The second case is turning out to be far more difficult than the first...
Initially I thought I could use LD_PRELOAD
to intercept the mmap call. In my implementation of mmap
I'd allocate some page-aligned memory and then mprotect
it and set a signal handler to trap SIGSEGV
.
There are numerous problems with this approach:
Read vs Write
I can determine the address of the access from siginfo_t->si_addr
but not whether the access was read or write.
Catching repeat accesses
In the signal handler I need to un-protect the memory region, otherwise the I'll get repeat SIGSEGV
s as soon as my handler exits and the host code can never continue. However if I unprotect the region then my signal handler won't trap subsequent accesses.
Signal handler nastiness
To block in a signal handler while the simulator drives the RTL and returns a result violates all sorts of programming rules - particularly given the simulator could trigger all sorts of other events and execute arbitrary code before returning a result from this access.
I was wondering if it's possible to create a file-like object that behaves like a disk rather than using mprotect
on a buffer. I haven't found any information suggesting this is feasible.
Is it possible to trap all accesses to an mmap region and how?
Assuming LD_PRELOAD
and mprotect
is the best route:
mprotect
the region?On X86 you can set Trap flag for the caller's context to get SIGTRAP after one instruction (this flag is typically used for single-stepping). That is, when SIGSEGV is encountered, you set TF in the caller's EFLAGS (see ucontext.h
), enable reading with mprotect
and return. If SIGSEGV is repeated instantly with the same IP, you enable writing (and optionally disable reading, if you want to distinguish read-modify-write from write-only access). If you get SIGSEGV from the same IP for read-only and write-only protection, enable read-write.
Whenever you get SIGTRAP, you can analyze what value was written (if it was a write access), and you can also re-protect the page to trap future accesses.
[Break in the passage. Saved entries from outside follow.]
PR #4632, opened 2026-06-08
Update generic_pdf.yar

keaton-sublime:
# Description
yara sig for a FN on a PDF with a fake invoice. There's not much to detect here but we do have a couple options, and when paired together it is pretty solid in testing. 

## Associated samples

- [Sample 1](https://platform.sublime.security/messages/507f5fd02facc9631c08225daabad546bedb578890fae610e24751dc787b93fa?preview_id=019e938d-b493-7bce-ad1d-817fdb933413)

## Associated hunts
best approximation to the yara rule we're creating:
- [Hunt 1](https://platform.sublime.security/messages/hunt?huntId=019ea83e-48a0-7600-beb7-3159e26fd511)


keaton-sublime:
Marking as review-needed/ready for review - this is just a yara sig with no matching MQL.

zoomequipd (approved):

PR #4633, opened 2026-06-08
Refine name and description for UPS impersonation rule

cybher0808:
# Description
Adding `UPS-\w+` and `UPS.com` sender.display logic to the rule. 

# Associated samples
- [Sample 1](https://platform.sublime.security/messages/5078a039950381b2592cdf85c70567a009a55e72603d3ea8b7e3507b2a073fb5)

## Associated hunts
- [Hunt 1](https://platform.sublime.security/messages/hunt?huntId=019eb811-2d6e-7368-9ac5-3beb4eabc555)
- [Multi-hunt](https://hunt.limeseed.email/hunts/574acc44-aea4-4cd0-9468-514eb5b450a1)

### DIFF
--- a/detection-rules/impersonation_ups.yml
+++ b/detection-rules/impersonation_ups.yml
@@ -1,6 +1,6 @@
-name: "Brand impersonation: UPS"
+name: "Brand Impersonation: UPS Delivery"
 description: |
-  Impersonation of United Parcel Service (UPS).
+  Detects messages impersonating UPS (United Parcel Service) through display name, email address patterns, subject content, or HTML styling that mimics UPS branding, while excluding legitimate UPS domains.
 references:
   - "https://www.bleepingcomputer.com/news/security/phishing-campaign-uses-upscom-xss-vuln-to-distribute-malware/"
   - "https://twitter.com/DanielGallagher/status/1429794038463479813"
@@ -12,6 +12,7 @@ source: |
   and sender.email.domain.root_domain not in ("ups.com", "upsemail.com")
   and (
     sender.display_name in~ ("UPS My Choice", "UPS Services")
+    or regex.icontains(sender.display_name, 'UPS-\w+')
     or strings.ilike(sender.email.local_part, "*united*parcel*service*")
     or strings.ilike(sender.email.domain.domain, '*united*parcel*service*')
     or strings.icontains(subject.subject, 'UPS delivery')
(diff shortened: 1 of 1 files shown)


cybher0808:
Most recent - update after sharing results from mode - [hunt - 3Days](https://platform.sublime.security/messages/hunt?huntId=019eb25d-bc7c-746c-8e1a-e6d355011e35). Submitting a R4R.

detection-rules/impersonation_ups.yml
```diff
@@ -1,6 +1,6 @@
-name: "Brand impersonation: UPS"
+name: "Brand Impersonation: UPS Delivery"
```
IndiaAce:
```suggestion
name: "Brand impersonation: UPS Delivery"
```
Is UPS Delivery the name of the org? Genuinely not sure, if it's just the word "delivery" lets lowercase that please and thank you!

detection-rules/impersonation_ups.yml
```diff
@@ -12,6 +12,7 @@ source: |
   and sender.email.domain.root_domain not in ("ups.com", "upsemail.com")
   and (
     sender.display_name in~ ("UPS My Choice", "UPS Services")
+    or regex.icontains(sender.display_name, 'UPS-\w+')
```
IndiaAce: Non blocking since it's alllll over this rule, but icontains is case insensitive so no need to all-caps that. Also  I found a sample that we *might* want to match on this but it's `Ups.com` so your "-" here causes it not to match, you don't have to hoover this up into your change and I'm aligned with approving this tbh but wanted to show you: https://platform.sublime.security/messages/507db04ef7f2d59883b680ea4827f37284d34299084e48bef04816fda4afdaab?preview_id=019e84b4-3c38-7661-8dfe-1663a5f2ed4f nice find on this!

IndiaAce (changes requested):

IndiaAce (changes requested):
Few nits!

cybher0808:
Made the changes after the review. I found this will be useful to be to add the `Ups.com` to sender display after researching that most legitimate emails have UPS or other names as the sender domain. This email you shared was the only one I came across so I just added this simple fix to flag on this sample.

Marking for R4R.

IndiaAce (approved):
I'm aligned here, nice work on this!

PR #4668, opened 2026-06-15
Refine detection rule for Canada Revenue Agency impersonation

cybher0808:
# Description
Updating this rule with additional logic for text. 

# Associated samples
- [Sample 1](https://platform.sublime.security/messages/5085165f52578b9f3a8f08640ba70c9850b2ec77cbc058ea334d72c106fdbabb?preview_id=019eacc7-e2a6-713d-902b-d29a92cb528a)
- [Sample 2](https://platform.sublime.security/messages/507e6447cb5030613fe3bb4270a313b1eb37885bd960b8363a2cbb125c54c1c4?preview_id=019e85bf-eb96-74bd-90da-21f60a9a6b7f)

## Associated hunts
- [Netnew - Hunt 1](https://platform.sublime.security/messages/hunt?huntId=019fb682-51b3-72eb-97fa-b9a62f1af63e)
- [Multi-Hunt 30D](https://hunt.limeseed.email/hunts/54a7fd19-1e9e-4363-bf45-86cbdd9a5d81)

### DIFF
--- a/detection-rules/fake_canada_taxrevenue_T4.yml
+++ b/detection-rules/fake_canada_taxrevenue_T4.yml
@@ -4,6 +4,19 @@ type: "rule"
 severity: "medium"
 source: |
   type.inbound
+  and (
+    // cred theft
+    any(ml.nlu_classifier(body.current_thread.text).intents,
+        .name == "cred_theft" and .confidence != 'low'
+    )
+    // contains a link not to the domain "canda.ca"
+    or any(body.current_thread.links,
+           .href_url.domain.root_domain not in ('canada.ca')
+    )
+    // contains any attachment that isn't an image
+    or any(attachments, .file_type not in $file_types_images)
+  )
+
   // sender claims to be CRA
   and (
     strings.icontains(sender.display_name, 'canada revenue agency')
@@ -16,25 +29,16 @@ source: |
       )
     )
   )
-  // nlu classification for the email's text
-  and (
-    any(ml.nlu_classifier(body.current_thread.text).intents,
-        .name == "cred_theft" and .confidence != 'low'
-    )
-    or any(ml.nlu_classifier(body.current_thread.text).entities,
-           .name in ("sender", "org")
-           and .text in ('Canada Revenue Agency', 'Canada Revenue Agency (CRA)')
-    )
-    or ml.nlu_classifier(body.current_thread.text).language == "french"
-  )
+
+  // not a high trust or cra-arc.gc.ca
   and not (
     (
       // negate highly trusted sender domains
       sender.email.domain.root_domain in $high_trust_sender_root_domains
-      // negate legit senders from merck
+      // negate legit senders from legitimate cra
       or sender.email.domain.root_domain == "cra-arc.gc.ca"
     )
-    // enforce auth
+    // enforce authentication
     and coalesce(headers.auth_summary.dmarc.pass, false)
   )
 attack_types:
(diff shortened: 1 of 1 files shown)


cybher0808:
Result look good, this is a quick add on from the last rule. Marking R4R.

detection-rules/fake_canada_taxrevenue_T4.yml
```diff
@@ -16,9 +16,16 @@ source: |
...
-          .name == "cred_theft" and .confidence != 'low'
+  // nlu classification for the email's text
+  and (
+    any(ml.nlu_classifier(body.current_thread.text).intents,
+        .name == "cred_theft" and .confidence != 'low'
+    )
+    or any(ml.nlu_classifier(body.current_thread.text).entities,
+           .name in ("sender", "org")
+           and .text in ('Canada Revenue Agency', 'Canada Revenue Agency (CRA)')
+    )
```
zoomequipd: This stanza appears to be designed to detect the "suspicious" part of an impersonation, the NLU sender/org logic seems to be a better match for the stanza above this one (`// sender claims to be CRA`)

detection-rules/fake_canada_taxrevenue_T4.yml
```diff
@@ -16,9 +16,16 @@ source: |
...
+    or ml.nlu_classifier(body.current_thread.text).language == "french"
```
zoomequipd: This appears to be a pretty broad "suspicious" element and given that french of spoken in some parts of Canada I suspect isn't a very strong indicator.

zoomequipd (changes requested):

zoomequipd:
you might have better luck "flipping' the logic of this rule around and instead of trying to find/define "suspicious", define what different from the benign/legit samples. 

for example, I noticed that VERY few of the legit emails that are from Canada Revenue Agency have links in the body.current_thread and when it does, they are to known/legit domains (canada.ca)

this hunt tests that (looks for messages from the high_trust/legit sender domain WITH links and returns 2 matches
https://platform.sublime.security/messages/hunt?huntId=019ef011-c22a-786f-a47a-270a05034b00

any message that appears to be from CRA and has links that don't go to canada.ca might be worth while. 
hunt testing that theory: https://platform.sublime.security/messages/hunt?huntId=019ef017-9d59-74b5-8de1-7399fff71538

---
The other sample includes a PDF attachment, I found that the normal CRA emails contain only image attachments. 
here is a hunt that looks for any attachments that are not images. 
https://platform.sublime.security/messages/hunt?huntId=019ef023-7247-7514-aecf-420733bf01fb


--- 
here is a search of messages from CRA that can be used as references
https://platform.sublime.security/messages/search?from=cra-arc.gc.ca&limit=100&lookBack=all-time

zoomequipd:
a net new hunt (over the current version of the rule) that implements some of my ideas
https://platform.sublime.security/messages/hunt?huntId=019ef030-35dd-7ddb-83d6-688de93405aa

cybher0808:
/mql-mimic-exempt: 875881

 875881 not in scope with rule

cybher0808:
Both @zoomequipd and I went over this rule live. The results look good, marking R4R.

detection-rules/fake_canada_taxrevenue_T4.yml
```diff
@@ -1,33 +1,46 @@
-name: "Brand impersonation: Canada Revenue Agency"
+name: "Brand impersonation: Canada Revenue Agency (CRA)"
```
zoomequipd: I would skip the rename only because it's a cosmetic change and doesn't reflect a change in the rule's logic. 

Because rule names can be used in custom automations, I generally limit the renames when the intention/scope/etc of the rule changes. 
```suggestion
name: "Brand impersonation: Canada Revenue Agency"
```

zoomequipd (changes requested):

detection-rules/fake_canada_taxrevenue_T4.yml
cybher0808: Okay, noted I will keep that in mind.

zoomequipd (approved):

PR #4705, opened 2026-06-22
excludes false positives from outlign.co

hilt86:
Outlign sends messages that probably match on task assigned messages from Outlign.

# Description

# Associated samples

### DIFF
--- a/detection-rules/brand_impersonation_ms_planner.yml
+++ b/detection-rules/brand_impersonation_ms_planner.yml
@@ -51,7 +51,8 @@ source: |
                "msftauthimages.net",
                "mimecastprotect.com",
                "office.com",
-               "microsoftproject.com"
+               "microsoftproject.com",
+               "outlign.co"
              )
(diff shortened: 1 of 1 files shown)


zoomequipd:
Hello @hilt86  Thanks for this submission!

There are currently two different locations for handle FPs within this rule. 
1. by negating the .href_url.domain.root_domain of the link (which you've implemented)
2. by negating on the sender root domain 

Why did you select option 1 instead of 2? 
Do you happen to have a sample that you can share (I'm on the Sublime Community slack if needed)? 

Thanks again!

hilt86:
@zoomequipd I think I chose #1 because there were examples in the rule using that method. I will send you an example on Slack

zoomequipd:
thank you for the sample! I've gone ahead and created https://github.com/sublime-security/sublime-rules/pull/4949 based on my review of the message, it include resolution of your FP. If you're ok with it, i'd like to close this PR and move forward with #4949

zoomequipd:
closing in favor of #4949

PR #4722, opened 2026-06-23
Add CI check for rule files in sub-folders (DEOPS-294)

aidenmitchell:
Adds a CI step to `rule-validate.yml` that fails the build when a rule file is committed into a sub-folder instead of directly in its top-level rules directory.

## Why

Per DEOPS-294: a rule was recently committed at `detection-rules/html_cred_link/html_cred_link.yml` instead of `detection-rules/html_cred_link.yml`. The validation pipeline globs only one level deep (`*-rules/*.yml`, `exclusions/*.yml`), so a nested file silently slips past validation, MQL auto-formatting, and rule-ID assignment — producing confusing downstream failures rather than a clear error.

## What the check does

```
found=$(find *-rules exclusions -mindepth 2 -name '*.yml' 2>/dev/null)
```

- Scans every `*-rules` directory plus `exclusions` for `.yml` files nested more than one level deep.
- On a hit, emits a GitHub `::error file=...::` annotation per offending file with a suggested corrected flat path, e.g.:
  > `'detection-rules/html_cred_link/html_cred_link.yml' is in a sub-folder and will be skipped by validation. Did you mean 'detection-rules/html_cred_link.yml'?`
- `insights/` is intentionally exempt — it nests into category sub-folders by design.
- The `*-rules` glob mirrors the canonical directory list in the "Validate Rules" step, so new rule dirs are covered automatically.

Verified the logic flags nested files (with correct suggestions), ignores `insights`, and passes cleanly against current `main`.


keaton-sublime (approved):
lgtm

PR #137, opened 2023-01-16
Lint for python docstr

beeender:
- Add tox target docstyle which uses pydocstyle to lint python doc
  strings. See https://github.com/PyCQA/pydocstyle and
  http://www.python.org/dev/peps/pep-0257/
  'tox -e docstyle' will check all py files in greenplumpython
  directory.
  Use 'tox -e docstyle -- <path_to_the_py_file>' to lint individual py
  source file.
- The doc linter has not been enabled on CI yet. It will be done in
  another PR later.

### DIFF
--- a/requirements-dev.txt
+++ b/requirements-dev.txt
@@ -3,4 +3,5 @@ isort==5.10.1
 pytest==7.0.1
 pglast==3.10
 pyright==1.1.250
+pydocstyle==6.2.3
 pandas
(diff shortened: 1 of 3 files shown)


requirements-dev.txt
```diff
@@ -3,4 +3,5 @@ isort==5.10.1
 pytest==7.0.1
 pglast==3.10
 pyright==1.1.250
+pydocstyle==6.2.3
```
yihong0618, line 6: why not in requirements-doc?

yihong0618 (approved):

Correction: if both reads and writes can have side-effects, try write-only protection first, then apply reading side-effects and try read-only protection, then enable writing and handle side-effects of writing in the final SIGTRAP handler.
UPDATE: I was deadly wrong on recommending hypothetical write-only protection which turns out not to exist on most architectures. Fortunately there's a more straightforward way to know whether the operation that failed tries to read memory, at least on x86:
Page fault exception pushes an error code to the stack, which is available in Linux SIGSEGV handler as the err
member of sigcontext
structure. Bit 1 of the error code is 1 for write faults and 0 otherwise. For read-modify-write operation, it will be 0 initially (here you can emulate reading, knowing exactly that it's going to happen).